Sai Charishma Valluri · Answer 16 · Fri Oct 22 2021 09:10:35 GMT+0800 (China Standard Time)

@saicharishmavalluri The model s getting trained. but when I am running #change configs.py file reload value to 1 !python main.py --mode repr_code
Below is the error
Traceback (most recent call last): File "main.py", line 272, in engine.load_model(model, config['training_params']['reload']) File "main.py", line 42, in load_model assert os.path.exists(model_path + f"epo{epoch}_code.h5"),f"Weights at epoch {epoch} not found" AssertionError: Weights at epoch 1 not found

@samvaid For how many epochs did you train your model?

@saicharishmavalluri 2 epochs

@samvaid
I am sorry, I missed another point.
in the configs.py file you need to change 'save_every' to 1 instead of 10 before training the model.
By default the weights will be saved for every 10 epochs. so if you change it to 1, it will be saved for every epoch.

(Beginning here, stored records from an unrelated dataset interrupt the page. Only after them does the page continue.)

PR #14, opened 2023-03-16
feat(builders): add helper functions for creating and binding expressions

zeroshade:


expr/expression.go
```diff
@@ -318,23 +323,34 @@ type VisitFunc func(Expression) Expression
...
+	// IsBound means that this expression has a defined output
+	// type and, in the case of Scalar/Window functions, has
+	// properly set a Function Anchor and a Declaration defining
+	// the function variant being called as registered in an
+	// extension collection.
+	//
+	// To bind an expression, use BindExpression which will
+	// recursively resolve the output types for all references and
+	// functions that are not yet bound in it.
+	IsBound() bool
```
JamesRTaylor, line 352: We don't expose this idea of "partially bound" references in substrait-java. If we can't find a function declaration, then we'd just error out. Is there a reason we'd want to have the plan be in this state temporarily? I think it'll make it harder to interact with the plan if the caller has to know to check this.

zeroshade: This decision came out of the discussion at the last bi-weekly meeting when @westonpace made the observation that we don't want to error out if we can't find the function declaration because of potential usage of custom URNs that aren't actually a URL but specify other types of in-built plugins or operations. He explicitly requested that I not make it error out if it can't find the function declaration. (plz chime in here weston if I didn't explain that correctly / well enough).

In addition, field references that are root references (as opposed to an expression reference) need to know their base schema in order to know what their output type is. By having this concept of a "partially bound" expression, the same expression could get utilized for different input shapes by simply binding it to different base schemas which could then change which variant of a function declaration gets used or bound.

It makes the objects more reusable when programmatically constructing expressions from the ground up while preserving the ability to customize extension usage.

JamesRTaylor: Is being unbound an intermediate state? In substrait-java we have builders that captures any intermediate state, but once built, the plan is known to be valid. Can a full plan be read and then contain unbound expressions?

zeroshade: > To create a Substrait plan the only piece that is needed from the YAML in this scenario is the return type correct? Would it be possible to require that either the function exists in YAML somewhere or the user provides the return type themselves?

I guess the question becomes whether or not it's something desireable to be able to re-use an expression with a different input base schema (to allow re-resolving the extension function to a potentially different variant if the arguments change types due to field references). I could likely refactor the builders here to enforce *either* having the output type provided *or* successfully getting the declaration from the extension lookup / collection. But that still leaves the case of field references. If we don't want to allow "partially bound" expressions, it would require having to know the input base schema at the time any field reference (that uses root) is constructed so that we can know what the output type of the field reference is at the moment of construction. Which seems a bit constrictive but is definitely possible.

In this way we'd probably want to also refactor the objects to not expose the members publicly but instead convert everything to Getters so that modifying or manipulating an expression would require creating a new object in a setter where we can validate it. yes?

JamesRTaylor: > In this way we'd probably want to also refactor the objects to not expose the members publicly but instead convert everything to Getters so that modifying or manipulating an expression would require creating a new object in a setter where we can validate it. yes?

I think this is a good idea. It'll keep the read plan API lean and mean. Otherwise the producer API will probably evolve to eclipse the read API.

zeroshade: I'll update this with the refactor in a bit. Hopefully the result isn't too big for a review.... haha

zeroshade:
@JamesRTaylor Here's the changes I made:

* Instead of passing an `extensions.Set` and `extensions.Collection` everywhere, I combined them into a single `ExtensionRegistry` that can be used for expression building and extracting from Proto. You can either create an empty registry by providing a `Collection` or utilize the set that was extracted by reading in a Plan/ExtendedExpression (both situations have examples in the tests)
* Removed the `BindExpression` function and `IsBound` methods
* Made large portions of the members of the objects no longer exported and only accessible via getter methods now
* Added `NewScalarFunc`/`NewCustomScalarFunc` style methods for all three function types. the `Custom` variant is for the use case that @westonpace mentioned, allowing someone to provide the variant + an output type for customization without resulting in an invalid expression.
* Added other `New....` functions for constructing expression types + error checking them based on the substrait docs
* a few other fixes here and there to conform to the updated APIs

Hope this isn't *too* big now lol

extensions/variants.go
```diff
@@ -82,6 +240,74 @@ type WindowFunctionVariant struct {
...
+	Decomposable DecomposeType
+	// should be a type expression
+	// must not be empty if decomposable is not DecomposeNone
+	IntermediateOutputType string
+	WindowType             WindowType
+}
+
+func NewWindowFuncVariantOpts(id ID, opts WindowVariantOpts) *WindowFunctionVariant {
+	var aggIntermediate parser.TypeExpression
+	if opts.Decomposable == "" {
```
JamesRTaylor, line 272: I don't have a strong preference, but just curious on plus/minus of using const strings versus enum with iota. It'd prevent this kind of translation, but then you'd need a String method. For example:
```
type DecomposeType int

const (
	DecomposeNone DecomposeType = iota
	DecomposeOne
	DecomposeMany
)
```
What are your thoughts?

JamesRTaylor (approved):
This looks great. Thanks for all the refactoring. Just had one question.

extensions/variants.go
zeroshade: So I had originally done this using the const strings so that it could easily and freely get the conversion from YAML. but i think you're right that it would be better to use `iota` and add a `String` method + `UnmarshalYAML` etc. methods

PR #16, opened 2023-04-03
ci(release): use docker run -u root to fix release workflow

zeroshade:
`go-semantic-release` tries to write a `.version` file and then fails with a permission denied error, probably because the `docker run` runs as a different user. So let's use `-u root` so the release workflow can succeed.

### DIFF
--- a/.github/workflows/release.yml
+++ b/.github/workflows/release.yml
@@ -34,7 +34,7 @@ jobs:
         # if event_name == pull_request it will not perform a release          
         run: |
           echo $USER    
-          docker run -u $USER -e GITHUB_ACTION=${{ github.action}} \
+          docker run -u 1000 -e GITHUB_ACTION=${{ github.action}} \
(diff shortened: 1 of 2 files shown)


jacques-n:
FYI, I'm not trying to block this commit, just felt icky/suboptimal.

zeroshade:
I agree that it feels icky, I'll poke around using job.container and see if I can make that work

zeroshade:
@mbrobbel Okay so i can't use `[jobs.<job_id>.container](https://docs.github.com/en/actions/using-jobs/running-jobs-in-a-container)` because there's no node install in the container, it's basically just the binary itself that i'm trying to run on its own. So the checkout step can't run in the container. 

But I think I got this to work as the dockerfile for the binary sets USER=1000 and I think the GHA docker settings had it running as a different user? I don't now, but I think the current iteration here will work, hopefully.

PR #18, opened 2023-04-17
feat: re-introduce substrait submodule

vbarua:
# Problem 
When creating custom extension messages, we ran into a limitation where we could not reference the existing substrait message types easily as they were not included in the substrait-go library. The workaround for this, vendoring the messages outside of the library, is worse that just including them in the substrait-go. This reduces the number of things that need to be kept in sync.

# PR
This PR
* Adds the substrait submodule back into substrait-go
* Adds a utility script `./update_substrait` to make it easy to update the protos.


update_substrait
```diff
@@ -0,0 +1,3 @@
+#!/bin/sh
+git submodule update --remote substrait
+buf generate substrait
```
EpsilonPrime, line 3: Not sure if this repo is fanatic about having linefeeds at the end of the file.

EpsilonPrime (approved):
LGTM.  As mentioned in Slack, we will likely want a CI to enforce that the protos are updated when the files are.  The CI will probably also need to make sure that buf (and any related dependencies) is available.

vibhatha:
Just a thought: Also would it be better to keep the `submodule` inside a directory `third_party`?

vbarua:
Both [substrait-java](https://github.com/substrait-io/substrait-java) and [substrait-rs](https://github.com/substrait-io/substrait-rs) have the submodule in `substrait`, and it is the only submodule.

[substrait-cpp](https://github.com/substrait-io/substrait-cpp) has it in `third_party/substrait`, but it also has other dependencies as submodules.

I think with substrait-go, `substrait` should be the only submodule needed, so I think having it at the top-level makes sense.

vbarua:
There are alternative mechanisms for accessing the protos.

PR #20, opened 2023-05-11
feat(expr/builders): Add initial expression builder helpers

zeroshade:
only implements builders for ScalarFunction/WindowFunction/Cast/AggregateFunction/Literals


zeroshade:
Will merge at EOD if there's no objections

PR #5, opened 2023-04-16
Add ability to upload files to SQLite database

### LINKED ISSUE #4: `chel deploy`: add ability to deploy to sqlite
### Problem

We currently don't have the ability to support deploy to an sqlite3 db.

### Solution

Add this ability so that the signature is now:

```
chel deploy <url-or-dir-or-sqlitedb> <contract-manifest.json> [<manifest2.json> [<manifest3.json> ...]]
```

This way you can do:

```
chel deploy ./data/groupincome.db manifest.json
```

snowteamer:
Closes #4 

### Summary of changes
- `chel deploy` and `chel upload` now accept an SQLite database file as destination.
  - Currently, that database file must end with `.db` to be recognized.
  - It stills returns the file(s) hash(es) on success, but in the database `blob=${hash}` is used as key.
- A new `chel` Deno task to help in development. You can try any available `chel` command after a source file change without having to recompile the binary. For example, `deno task chel version` will rebuild `chel`'s JavaScript then run `chel version`.


vendor/import_map.json
```diff
@@ -1,9 +1,21 @@
...
+  "scopes": {
+    "./esm.sh/": {
+      "/v115/@multiformats/base-x@4.0.1/deno/base-x.mjs": "./esm.sh/v115/@multiformats/base-x@4.0.1/deno/base-x.mjs",
+      "/v115/multibase@4.0.6/deno/multibase.mjs": "./esm.sh/v115/multibase@4.0.6/deno/multibase.mjs",
+      "/v115/uint8arrays@3.1.1/deno/concat.js": "./esm.sh/v115/uint8arrays@3.1.1/deno/concat.js",
+      "/v115/uint8arrays@3.1.1/deno/from-string.js": "./esm.sh/v115/uint8arrays@3.1.1/deno/from-string.js",
+      "/v115/uint8arrays@3.1.1/deno/to-string.js": "./esm.sh/v115/uint8arrays@3.1.1/deno/to-string.js",
+      "/v115/varint@5.0.2/deno/varint.mjs": "./esm.sh/v115/varint@5.0.2/deno/varint.mjs",
+      "/v115/multiformats@9.9.0/deno/basics.js": "./esm.sh/v115/multiformats@9.9.0/deno/basics.js"
+    }
```
taoeffect, line 19: What is this new section? How did you generate it?

When I ran `deno task vendor` on `master` with the latest version of Deno (v1.32.4), it didn't add this section...

taoeffect: Looking [at the documentation](https://deno.land/manual@v1.32.4/basics/import_maps#overriding-imports), it seems like this is a section for creating some sort of overrides, but it doesn't seem like anything is being overwritten here, so this seems unnecessary?

snowteamer: I don't know, but in any case I didn't add this section manually. Now if I remove it, then run `deno task vendor`, it gets regenerated.

taoeffect: OK I guess we'll leave it then 🤷

src/database-sqlite.ts
```diff
@@ -0,0 +1,33 @@
...
+
+let db = null
+let databaseFilename
+let writeStatement
+
+export function checkKey (key: string): void {
+  if (/[/\\]/.test(key)) {
+    throw new Error(`bad key: ${key}`)
+  }
+}
```
taoeffect, line 13: Should this also be updated with the latest `checkKey` code from the other PR?

src/upload.ts
```diff
@@ -50,10 +54,20 @@ async function uploadToDir (filepath: string, dir: string) {
   return destination
 }
 
+async function uploadToSQLite (filepath: string, databaseFile: string) {
+  const { initStorage, writeData } = await import('./database-sqlite.ts')
+  initStorage(databaseFile)
+  const buffer = await Deno.readFile(filepath)
+  const hash = blake32Hash(buffer)
+  writeData(`blob=${hash}`, buffer)
```
taoeffect, line 62: It seems like this could result in a conflict between the two PRs?

If we're always storing files as blobs here, even if some of them aren't, then wouldn't that conflict with the way [`readData` is implemented here](https://github.com/okTurtles/group-income/pull/1527#pullrequestreview-1388983681)?

snowteamer: If we're always storing files as blobs here then `readData() `will have to be called used with `blob=` keys to get the data back. So the callers would need to be updated, rather than  `readData() ` itself I think.
We can also store files as text, but that will limit `chel deploy` to text files

taoeffect: Ok, thinking on this more, I think there is no conflict.

src/database-sqlite.ts
snowteamer: Yes, good catch

taoeffect (changes requested):
I think it would be useful if `chel deploy` could create the same DB that Chelonia creates in [this PR](https://github.com/okTurtles/group-income/pull/1527) if the database doesn't exist already. That way you don't need to worry about initializing it yourself when you run `chel deploy`, it's just instantly initialized for you.

src/upload.ts
taoeffect: @snowteamer Looking at it closer, https://github.com/okTurtles/group-income/pull/1552 does seem to not store with the prefix, so can we remove the prefix here?

taoeffect (changes requested):
I tried running `deno task vendor` to see how it works on my system, but get this error:

```
-> % deno task vendor
Task vendor deno vendor -f src/main.ts scripts/compile.ts
error: The source code is invalid, as it does not match the expected hash in the lock file.
  Specifier: https://esm.sh/blakejs@1.2.1
  Lock file: [path to]/chel/deno.lock
```

I tried to find out why it had the wrong hash for `blackjs`, but in a test project I couldn't even get it to generate a lock file with a hash for that dependency, so I'm quite confused. How did you generate the lock file? Feel free to reply on Slack.

taoeffect (changes requested):
It seems like this PR is generating the `deno.lock` file when `deno task build` gets run (or any `deno run` command), despite us using vendoring.

To fix:

1. Delete the `vendor/` folder and the `deno.lock` file (if it exists)
2. Delete the `"imports"` key `deno.json`
3. Run `deno task vendor`
4. Add `"https://deno.land/std/io/util.ts": "./deno.land/std@0.156.0/io/util.ts",` to `vendor/import_map.json`

Your import_map.json should now look like this:

```json
{
  "imports": {
    "https://esm.sh/multihashes@4.0.3?bundle": "./esm.sh/multihashes@4.0.3.js",
    "https://esm.sh/blakejs@1.2.1": "./esm.sh/blakejs@1.2.1.js",
    "https://deno.land/std/io/util.ts": "./deno.land/std@0.156.0/io/util.ts",
    "https://deno.land/": "./deno.land/",
    "https://esm.sh/": "./esm.sh/"
  }
}
```

5.

Push these changes.

taoeffect (approved):
Great work @snowteamer! I guess we're getting the hang of wrangling with Deno...

bin/chel
```diff
@@ -1 +0,0 @@
-placeholder, will be replaced by real binary
```
taoeffect, line 1: @snowteamer Just a heads up, since I missed this in my review. Removing this file was a mistake as it breaks the install.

Sai Charishma Valluri · Answer 17 · Sat Oct 23 2021 06:10:24 GMT+0800 (China Standard Time)

@saicharishmavalluri The model s getting trained. but when I am running #change configs.py file reload value to 1 !python main.py --mode repr_code
Below is the error
Traceback (most recent call last): File "main.py", line 272, in engine.load_model(model, config['training_params']['reload']) File "main.py", line 42, in load_model assert os.path.exists(model_path + f"epo{epoch}_code.h5"),f"Weights at epoch {epoch} not found" AssertionError: Weights at epoch 1 not found

@samvaid For how many epochs did you train your model?

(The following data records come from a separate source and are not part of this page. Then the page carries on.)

PR #9, opened 2023-05-22
Add eventsSince command

### LINKED ISSUE #8: Implement "chel eventsSince" command
### Problem

`chel eventsSince` is a very useful command for interacting with the server and retrieving a list of events that can be inspected.

Say you want to know what happened in the group contract. `chel eventsSince` can be used to request a JSON array of all the events that happened on the `contractID` since the a particular hash. If the hash is the same as the `contractID`, it returns all the events, up to some limit that's specified by `--limit` that has a default of say 50 (and the server can add its own override on top of that).

### Solution

Implement this. In the README the type signature is defined as:

```
chel eventsSince [--limit N] <url> <contractID> <hash>
```

Here `<url>` refers to the Chelonia server. Ideally we'd be able to make this parameter `<remoteURL-or-localPath>`, allowing the command to work with both a remote server and a local database. It's up to whoever implements this if they want to do that for this issue or for a future followup.

snowteamer:
Closes #8

### DIFF
--- a/src/eventsSince.ts
+++ b/src/eventsSince.ts
@@ -17,7 +17,7 @@ const backends = {
 
 let backendFrom: typeof backends.sqlite | typeof backends.fs
 
-export async function eventsSince (args: string[]): Promise<string[]> {
+export async function eventsSince (args: string[]): Promise<void> {
   const parsedArgs = flags.parse(args)
 
   const limit = Number.parseInt(parsedArgs.limit ?? 50)
@@ -37,12 +37,13 @@ export async function eventsSince (args: string[]): Promise<string[]> {
 
   backendFrom = backends[from as keyof typeof backends]
   try {
-    await backendFrom.initStorage(from === 'fs' ? {dirname: src} : {dirname: path.dirname(src), filename: path.basename(src)})
+    const options = { internal: true, ...(from === 'fs' ? { dirname: src } : { dirname: path.dirname(src), filename: path.basename(src) }) }
+    await backendFrom.initStorage(options)
   } catch (error) {
     exit(`could not init storage backend at "${src}" to fetch events from: ${error.message}`)
   }
   const messages = await getMessagesSince(contractID, hash, limit)
-  console.log(Deno.inspect(messages.map(s => JSON.parse(s)), { colors: true, strAbbreviateSize: Infinity }))
+  console.log(JSON.stringify(messages.map(s => JSON.parse(s)), null, 2))
 }
 
 const getMessage = async function (hash: string): Promise<string> {
@@ -81,5 +82,5 @@ export async function getMessagesSince (contractID: string, since: string, limit
   } catch (error) {
     console.error(`[chel] ${error.message}:`, error)
   }
-  return entries
+  return entries.reverse()
 }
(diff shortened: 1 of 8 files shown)


taoeffect (changes requested):
Amazing @snowteamer! Well done! This is already coming in handy debugging stuff! 😄 👍 

One thing though: currently the events are being output with the newest at the top, and the oldest last. Can you reverse the order before printing?

src/eventsSince.ts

@saicharishmavalluri 2 epochs

@samvaid I am sorry, I missed another point. in the configs.py file you need to change 'save_every' to 1 instead of 10 before training the model. By default the weights will be saved for every 10 epochs. so if you change it to 1, it will be saved for every epoch.

@saicharishmavalluri

after training with the save_every=1 and running !python main.py --mode repr_code, I get this error Traceback (most recent call last): File "main.py", line 272, in engine.load_model(model, config['training_params']['reload']) File "main.py", line 44, in load_model model.load(model_path + f"epo{epoch}_code.h5", model_path + f"epo{epoch}_desc.h5") File "/content/deep-code-search/keras/deep-code-search/keras/models.py", line 230, in load self._code_repr_model.load_weights(code_model_file, **kwargs) File "/usr/local/lib/python3.6/dist-packages/tensorflow_core/python/keras/engine/training.py", line 181, in load_weights return super(Model, self).load_weights(filepath, by_name) File "/usr/local/lib/python3.6/dist-packages/tensorflow_core/python/keras/engine/network.py", line 1177, in load_weights saving.load_weights_from_hdf5_group(f, self.layers) File "/usr/local/lib/python3.6/dist-packages/tensorflow_core/python/keras/saving/hdf5_format.py", line 651, in load_weights_from_hdf5_group original_keras_version = f.attrs['keras_version'].decode('utf8') AttributeError: 'str' object has no attribute 'decode'

I remember getting this error. But I don't remember what I did to make it work. Maybe try training the model again or for another epoch.

Sai Charishma Valluri · Answer 18 · Sat Oct 23 2021 06:11:04 GMT+0800 (China Standard Time)

@saicharishmavalluri Did you do some other changes as well?

No these are the only changes I made.